INPUT DATA:
######
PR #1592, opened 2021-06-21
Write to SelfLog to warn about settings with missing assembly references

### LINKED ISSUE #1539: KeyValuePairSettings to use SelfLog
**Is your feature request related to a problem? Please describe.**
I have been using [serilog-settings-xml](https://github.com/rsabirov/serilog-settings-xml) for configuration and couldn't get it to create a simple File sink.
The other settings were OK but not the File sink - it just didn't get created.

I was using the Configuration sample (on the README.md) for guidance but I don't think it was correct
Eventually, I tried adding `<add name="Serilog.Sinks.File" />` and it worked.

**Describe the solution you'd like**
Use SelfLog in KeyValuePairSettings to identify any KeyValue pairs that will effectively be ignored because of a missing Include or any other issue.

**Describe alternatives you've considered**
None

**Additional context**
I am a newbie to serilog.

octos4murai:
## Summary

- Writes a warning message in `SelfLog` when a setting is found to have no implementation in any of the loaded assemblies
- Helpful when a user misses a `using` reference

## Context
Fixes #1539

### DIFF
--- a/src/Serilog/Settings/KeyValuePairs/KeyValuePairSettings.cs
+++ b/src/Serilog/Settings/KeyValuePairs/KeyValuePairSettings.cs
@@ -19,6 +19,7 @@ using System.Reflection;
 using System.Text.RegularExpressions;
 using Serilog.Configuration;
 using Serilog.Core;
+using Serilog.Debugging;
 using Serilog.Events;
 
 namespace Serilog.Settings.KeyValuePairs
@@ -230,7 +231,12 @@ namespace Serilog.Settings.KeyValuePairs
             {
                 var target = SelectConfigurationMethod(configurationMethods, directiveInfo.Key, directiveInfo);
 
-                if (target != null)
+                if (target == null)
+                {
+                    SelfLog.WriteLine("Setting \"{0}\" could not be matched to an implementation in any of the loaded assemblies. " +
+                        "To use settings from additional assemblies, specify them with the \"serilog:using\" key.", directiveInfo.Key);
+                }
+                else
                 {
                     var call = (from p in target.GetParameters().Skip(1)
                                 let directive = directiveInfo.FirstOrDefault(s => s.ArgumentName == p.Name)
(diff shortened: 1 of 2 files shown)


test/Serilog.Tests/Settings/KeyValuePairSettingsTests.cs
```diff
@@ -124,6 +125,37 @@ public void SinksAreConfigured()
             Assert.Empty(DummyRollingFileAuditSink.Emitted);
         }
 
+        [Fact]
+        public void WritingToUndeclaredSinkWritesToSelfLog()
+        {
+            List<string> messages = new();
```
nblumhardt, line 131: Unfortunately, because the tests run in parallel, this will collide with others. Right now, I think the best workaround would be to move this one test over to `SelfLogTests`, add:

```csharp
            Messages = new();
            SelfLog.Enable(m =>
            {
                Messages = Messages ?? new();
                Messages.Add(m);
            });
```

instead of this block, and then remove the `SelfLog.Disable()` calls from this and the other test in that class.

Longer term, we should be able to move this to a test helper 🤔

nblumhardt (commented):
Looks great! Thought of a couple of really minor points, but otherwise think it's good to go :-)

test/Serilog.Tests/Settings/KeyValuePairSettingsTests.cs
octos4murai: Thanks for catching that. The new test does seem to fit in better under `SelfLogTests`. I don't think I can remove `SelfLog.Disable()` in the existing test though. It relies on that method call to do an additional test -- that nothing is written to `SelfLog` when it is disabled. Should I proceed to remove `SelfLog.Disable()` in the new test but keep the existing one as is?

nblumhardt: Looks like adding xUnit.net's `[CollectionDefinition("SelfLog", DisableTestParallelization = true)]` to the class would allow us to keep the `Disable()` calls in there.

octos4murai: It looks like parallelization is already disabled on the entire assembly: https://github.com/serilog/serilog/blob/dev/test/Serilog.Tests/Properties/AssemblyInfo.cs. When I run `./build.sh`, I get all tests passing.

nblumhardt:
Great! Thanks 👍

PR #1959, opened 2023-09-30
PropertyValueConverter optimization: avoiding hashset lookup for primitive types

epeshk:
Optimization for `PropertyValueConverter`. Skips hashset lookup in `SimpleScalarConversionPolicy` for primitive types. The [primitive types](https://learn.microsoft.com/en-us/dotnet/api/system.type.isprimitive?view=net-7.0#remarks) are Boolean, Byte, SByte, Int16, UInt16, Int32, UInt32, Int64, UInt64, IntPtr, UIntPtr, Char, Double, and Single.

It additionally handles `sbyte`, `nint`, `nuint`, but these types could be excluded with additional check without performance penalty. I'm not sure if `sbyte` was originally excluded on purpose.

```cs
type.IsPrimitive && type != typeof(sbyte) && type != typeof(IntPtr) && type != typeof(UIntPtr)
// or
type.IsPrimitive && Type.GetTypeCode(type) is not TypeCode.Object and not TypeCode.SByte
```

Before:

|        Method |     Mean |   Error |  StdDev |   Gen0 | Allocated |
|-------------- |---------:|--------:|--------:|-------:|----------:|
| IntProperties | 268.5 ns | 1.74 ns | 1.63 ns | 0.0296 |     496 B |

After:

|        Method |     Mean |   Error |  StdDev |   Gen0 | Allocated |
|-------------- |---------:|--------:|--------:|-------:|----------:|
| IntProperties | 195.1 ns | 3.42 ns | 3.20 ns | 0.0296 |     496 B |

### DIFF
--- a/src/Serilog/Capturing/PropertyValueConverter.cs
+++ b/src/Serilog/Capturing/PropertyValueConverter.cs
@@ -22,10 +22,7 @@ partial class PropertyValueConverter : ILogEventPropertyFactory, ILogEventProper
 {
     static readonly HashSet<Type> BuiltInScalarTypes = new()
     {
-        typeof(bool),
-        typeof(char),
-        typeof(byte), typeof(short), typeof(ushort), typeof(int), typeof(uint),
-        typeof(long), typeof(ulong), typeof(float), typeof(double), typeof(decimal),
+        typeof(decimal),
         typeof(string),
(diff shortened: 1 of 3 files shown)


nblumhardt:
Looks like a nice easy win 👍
######
TASK DIRECTIONS: All the records, as written, must be given again.

SOLUTION BELOW:
PR #1592, opened 2021-06-21
Write to SelfLog to warn about settings with missing assembly references

### LINKED ISSUE #1539: KeyValuePairSettings to use SelfLog
**Is your feature request related to a problem? Please describe.**
I have been using [serilog-settings-xml](https://github.com/rsabirov/serilog-settings-xml) for configuration and couldn't get it to create a simple File sink.
The other settings were OK but not the File sink - it just didn't get created.

I was using the Configuration sample (on the README.md) for guidance but I don't think it was correct
Eventually, I tried adding `<add name="Serilog.Sinks.File" />` and it worked.

**Describe the solution you'd like**
Use SelfLog in KeyValuePairSettings to identify any KeyValue pairs that will effectively be ignored because of a missing Include or any other issue.

**Describe alternatives you've considered**
None

**Additional context**
I am a newbie to serilog.

octos4murai:
## Summary

- Writes a warning message in `SelfLog` when a setting is found to have no implementation in any of the loaded assemblies
- Helpful when a user misses a `using` reference

## Context
Fixes #1539

### DIFF
--- a/src/Serilog/Settings/KeyValuePairs/KeyValuePairSettings.cs
+++ b/src/Serilog/Settings/KeyValuePairs/KeyValuePairSettings.cs
@@ -19,6 +19,7 @@ using System.Reflection;
 using System.Text.RegularExpressions;
 using Serilog.Configuration;
 using Serilog.Core;
+using Serilog.Debugging;
 using Serilog.Events;
 
 namespace Serilog.Settings.KeyValuePairs
@@ -230,7 +231,12 @@ namespace Serilog.Settings.KeyValuePairs
             {
                 var target = SelectConfigurationMethod(configurationMethods, directiveInfo.Key, directiveInfo);
 
-                if (target != null)
+                if (target == null)
+                {
+                    SelfLog.WriteLine("Setting \"{0}\" could not be matched to an implementation in any of the loaded assemblies. " +
+                        "To use settings from additional assemblies, specify them with the \"serilog:using\" key.", directiveInfo.Key);
+                }
+                else
                 {
                     var call = (from p in target.GetParameters().Skip(1)
                                 let directive = directiveInfo.FirstOrDefault(s => s.ArgumentName == p.Name)
(diff shortened: 1 of 2 files shown)


test/Serilog.Tests/Settings/KeyValuePairSettingsTests.cs
```diff
@@ -124,6 +125,37 @@ public void SinksAreConfigured()
             Assert.Empty(DummyRollingFileAuditSink.Emitted);
         }
 
+        [Fact]
+        public void WritingToUndeclaredSinkWritesToSelfLog()
+        {
+            List<string> messages = new();
```
nblumhardt, line 131: Unfortunately, because the tests run in parallel, this will collide with others. Right now, I think the best workaround would be to move this one test over to `SelfLogTests`, add:

```csharp
            Messages = new();
            SelfLog.Enable(m =>
            {
                Messages = Messages ?? new();
                Messages.Add(m);
            });
```

instead of this block, and then remove the `SelfLog.Disable()` calls from this and the other test in that class.

Longer term, we should be able to move this to a test helper 🤔

nblumhardt (commented):
Looks great! Thought of a couple of really minor points, but otherwise think it's good to go :-)

test/Serilog.Tests/Settings/KeyValuePairSettingsTests.cs
octos4murai: Thanks for catching that. The new test does seem to fit in better under `SelfLogTests`. I don't think I can remove `SelfLog.Disable()` in the existing test though. It relies on that method call to do an additional test -- that nothing is written to `SelfLog` when it is disabled. Should I proceed to remove `SelfLog.Disable()` in the new test but keep the existing one as is?

nblumhardt: Looks like adding xUnit.net's `[CollectionDefinition("SelfLog", DisableTestParallelization = true)]` to the class would allow us to keep the `Disable()` calls in there.

octos4murai: It looks like parallelization is already disabled on the entire assembly: https://github.com/serilog/serilog/blob/dev/test/Serilog.Tests/Properties/AssemblyInfo.cs. When I run `./build.sh`, I get all tests passing.

nblumhardt:
Great! Thanks 👍

PR #1959, opened 2023-09-30
PropertyValueConverter optimization: avoiding hashset lookup for primitive types

epeshk:
Optimization for `PropertyValueConverter`. Skips hashset lookup in `SimpleScalarConversionPolicy` for primitive types. The [primitive types](https://learn.microsoft.com/en-us/dotnet/api/system.type.isprimitive?view=net-7.0#remarks) are Boolean, Byte, SByte, Int16, UInt16, Int32, UInt32, Int64, UInt64, IntPtr, UIntPtr, Char, Double, and Single.

It additionally handles `sbyte`, `nint`, `nuint`, but these types could be excluded with additional check without performance penalty. I'm not sure if `sbyte` was originally excluded on purpose.

```cs
type.IsPrimitive && type != typeof(sbyte) && type != typeof(IntPtr) && type != typeof(UIntPtr)
// or
type.IsPrimitive && Type.GetTypeCode(type) is not TypeCode.Object and not TypeCode.SByte
```

Before:

|        Method |     Mean |   Error |  StdDev |   Gen0 | Allocated |
|-------------- |---------:|--------:|--------:|-------:|----------:|
| IntProperties | 268.5 ns | 1.74 ns | 1.63 ns | 0.0296 |     496 B |

After:

|        Method |     Mean |   Error |  StdDev |   Gen0 | Allocated |
|-------------- |---------:|--------:|--------:|-------:|----------:|
| IntProperties | 195.1 ns | 3.42 ns | 3.20 ns | 0.0296 |     496 B |

### DIFF
--- a/src/Serilog/Capturing/PropertyValueConverter.cs
+++ b/src/Serilog/Capturing/PropertyValueConverter.cs
@@ -22,10 +22,7 @@ partial class PropertyValueConverter : ILogEventPropertyFactory, ILogEventProper
 {
     static readonly HashSet<Type> BuiltInScalarTypes = new()
     {
-        typeof(bool),
-        typeof(char),
-        typeof(byte), typeof(short), typeof(ushort), typeof(int), typeof(uint),
-        typeof(long), typeof(ulong), typeof(float), typeof(double), typeof(decimal),
+        typeof(decimal),
         typeof(string),
(diff shortened: 1 of 3 files shown)


nblumhardt:
Looks like a nice easy win 👍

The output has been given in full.